### Goal of the exercise
In the entries below, the word "dimitarvdimitrov" appears on some lines. Copy each of those lines.

[[ Study material open ]]

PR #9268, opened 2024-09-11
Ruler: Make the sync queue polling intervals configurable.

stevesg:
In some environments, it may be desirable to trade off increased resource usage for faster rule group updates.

[[ Study material closed ]]
[[ Study material open ]]

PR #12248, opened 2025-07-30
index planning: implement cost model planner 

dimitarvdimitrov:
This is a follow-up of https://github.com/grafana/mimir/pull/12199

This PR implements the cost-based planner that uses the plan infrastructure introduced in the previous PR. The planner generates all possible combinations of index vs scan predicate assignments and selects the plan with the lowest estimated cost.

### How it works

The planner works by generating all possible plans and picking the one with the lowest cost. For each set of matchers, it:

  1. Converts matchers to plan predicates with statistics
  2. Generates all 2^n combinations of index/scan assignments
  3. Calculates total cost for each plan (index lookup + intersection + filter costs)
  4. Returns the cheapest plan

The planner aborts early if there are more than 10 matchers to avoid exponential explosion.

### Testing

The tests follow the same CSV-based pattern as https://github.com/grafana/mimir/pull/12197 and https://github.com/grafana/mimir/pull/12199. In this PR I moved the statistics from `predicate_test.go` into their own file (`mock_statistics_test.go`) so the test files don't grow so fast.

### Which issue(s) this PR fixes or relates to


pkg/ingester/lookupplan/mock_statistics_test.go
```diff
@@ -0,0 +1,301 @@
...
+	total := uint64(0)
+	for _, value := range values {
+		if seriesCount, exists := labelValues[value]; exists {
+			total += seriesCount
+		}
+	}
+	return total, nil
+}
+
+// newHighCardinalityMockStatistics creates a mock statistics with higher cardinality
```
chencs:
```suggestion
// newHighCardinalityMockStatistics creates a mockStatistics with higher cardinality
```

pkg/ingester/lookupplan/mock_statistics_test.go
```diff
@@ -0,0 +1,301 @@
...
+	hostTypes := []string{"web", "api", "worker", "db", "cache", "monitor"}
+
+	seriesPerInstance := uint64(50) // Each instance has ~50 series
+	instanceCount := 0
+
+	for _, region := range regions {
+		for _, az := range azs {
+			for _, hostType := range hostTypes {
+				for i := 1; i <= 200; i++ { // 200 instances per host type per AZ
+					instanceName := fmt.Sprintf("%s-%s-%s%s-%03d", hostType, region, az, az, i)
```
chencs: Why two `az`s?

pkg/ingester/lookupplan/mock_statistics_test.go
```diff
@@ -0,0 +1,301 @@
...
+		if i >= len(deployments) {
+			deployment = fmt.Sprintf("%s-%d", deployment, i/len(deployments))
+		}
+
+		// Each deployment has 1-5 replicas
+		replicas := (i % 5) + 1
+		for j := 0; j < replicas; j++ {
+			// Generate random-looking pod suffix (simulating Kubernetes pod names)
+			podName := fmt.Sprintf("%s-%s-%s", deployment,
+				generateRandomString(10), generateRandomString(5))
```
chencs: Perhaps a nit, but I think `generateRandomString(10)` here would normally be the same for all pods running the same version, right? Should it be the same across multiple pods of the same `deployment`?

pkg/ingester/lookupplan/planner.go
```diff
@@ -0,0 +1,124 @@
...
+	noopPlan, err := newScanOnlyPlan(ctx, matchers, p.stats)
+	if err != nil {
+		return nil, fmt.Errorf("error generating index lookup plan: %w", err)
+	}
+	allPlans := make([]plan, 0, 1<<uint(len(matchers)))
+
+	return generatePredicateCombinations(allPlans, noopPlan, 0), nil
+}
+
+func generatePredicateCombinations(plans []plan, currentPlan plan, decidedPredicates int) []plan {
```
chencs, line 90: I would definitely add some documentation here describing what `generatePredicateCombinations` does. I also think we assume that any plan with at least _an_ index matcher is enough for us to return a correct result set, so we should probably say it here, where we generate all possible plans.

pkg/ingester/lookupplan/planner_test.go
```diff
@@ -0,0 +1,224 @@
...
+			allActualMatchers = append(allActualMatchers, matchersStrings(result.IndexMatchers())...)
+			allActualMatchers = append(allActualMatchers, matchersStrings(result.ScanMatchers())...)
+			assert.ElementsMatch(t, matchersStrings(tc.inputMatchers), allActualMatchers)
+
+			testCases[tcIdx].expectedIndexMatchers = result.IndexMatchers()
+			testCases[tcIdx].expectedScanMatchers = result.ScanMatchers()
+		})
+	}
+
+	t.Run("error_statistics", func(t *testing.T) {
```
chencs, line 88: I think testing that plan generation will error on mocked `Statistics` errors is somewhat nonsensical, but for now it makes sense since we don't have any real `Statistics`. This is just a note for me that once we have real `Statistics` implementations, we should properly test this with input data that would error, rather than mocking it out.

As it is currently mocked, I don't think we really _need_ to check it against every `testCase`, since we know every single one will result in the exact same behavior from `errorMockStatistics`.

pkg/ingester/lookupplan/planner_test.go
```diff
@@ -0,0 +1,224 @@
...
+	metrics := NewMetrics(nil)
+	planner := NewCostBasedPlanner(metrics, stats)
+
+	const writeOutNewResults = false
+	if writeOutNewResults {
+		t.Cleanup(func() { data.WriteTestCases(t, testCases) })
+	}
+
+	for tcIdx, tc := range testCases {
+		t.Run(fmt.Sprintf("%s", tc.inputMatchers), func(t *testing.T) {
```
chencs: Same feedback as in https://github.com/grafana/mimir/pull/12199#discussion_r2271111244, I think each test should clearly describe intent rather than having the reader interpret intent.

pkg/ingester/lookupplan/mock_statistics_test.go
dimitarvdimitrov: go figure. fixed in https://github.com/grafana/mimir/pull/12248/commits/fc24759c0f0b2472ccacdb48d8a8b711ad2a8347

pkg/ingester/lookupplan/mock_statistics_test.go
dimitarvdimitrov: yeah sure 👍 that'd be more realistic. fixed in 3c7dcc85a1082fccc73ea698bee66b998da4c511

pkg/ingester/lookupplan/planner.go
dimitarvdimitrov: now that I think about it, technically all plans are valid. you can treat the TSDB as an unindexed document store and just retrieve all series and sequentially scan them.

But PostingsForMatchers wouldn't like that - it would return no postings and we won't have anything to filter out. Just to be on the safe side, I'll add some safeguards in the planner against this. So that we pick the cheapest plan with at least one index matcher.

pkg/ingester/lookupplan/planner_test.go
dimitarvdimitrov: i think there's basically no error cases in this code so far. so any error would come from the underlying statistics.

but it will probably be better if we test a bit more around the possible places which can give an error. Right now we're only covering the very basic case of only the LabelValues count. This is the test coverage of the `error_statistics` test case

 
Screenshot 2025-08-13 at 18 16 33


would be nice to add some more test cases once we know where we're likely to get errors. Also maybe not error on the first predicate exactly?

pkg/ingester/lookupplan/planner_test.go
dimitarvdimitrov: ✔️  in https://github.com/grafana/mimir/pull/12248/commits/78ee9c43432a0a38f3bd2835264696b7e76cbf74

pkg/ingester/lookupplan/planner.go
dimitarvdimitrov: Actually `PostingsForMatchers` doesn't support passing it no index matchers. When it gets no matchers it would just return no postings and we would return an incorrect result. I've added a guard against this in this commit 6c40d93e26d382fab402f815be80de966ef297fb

[[ Study material closed ]]

### Result
dimitarvdimitrov:
dimitarvdimitrov: go figure. fixed in https://github.com/grafana/mimir/pull/12248/commits/fc24759c0f0b2472ccacdb48d8a8b711ad2a8347
dimitarvdimitrov: yeah sure 👍 that'd be more realistic. fixed in 3c7dcc85a1082fccc73ea698bee66b998da4c511
dimitarvdimitrov: now that I think about it, technically all plans are valid. you can treat the TSDB as an unindexed document store and just retrieve all series and sequentially scan them.
dimitarvdimitrov: i think there's basically no error cases in this code so far. so any error would come from the underlying statistics.
dimitarvdimitrov: ✔️  in https://github.com/grafana/mimir/pull/12248/commits/78ee9c43432a0a38f3bd2835264696b7e76cbf74
dimitarvdimitrov: Actually `PostingsForMatchers` doesn't support passing it no index matchers. When it gets no matchers it would just return no postings and we would return an incorrect result. I've added a guard against this in this commit 6c40d93e26d382fab402f815be80de966ef297fb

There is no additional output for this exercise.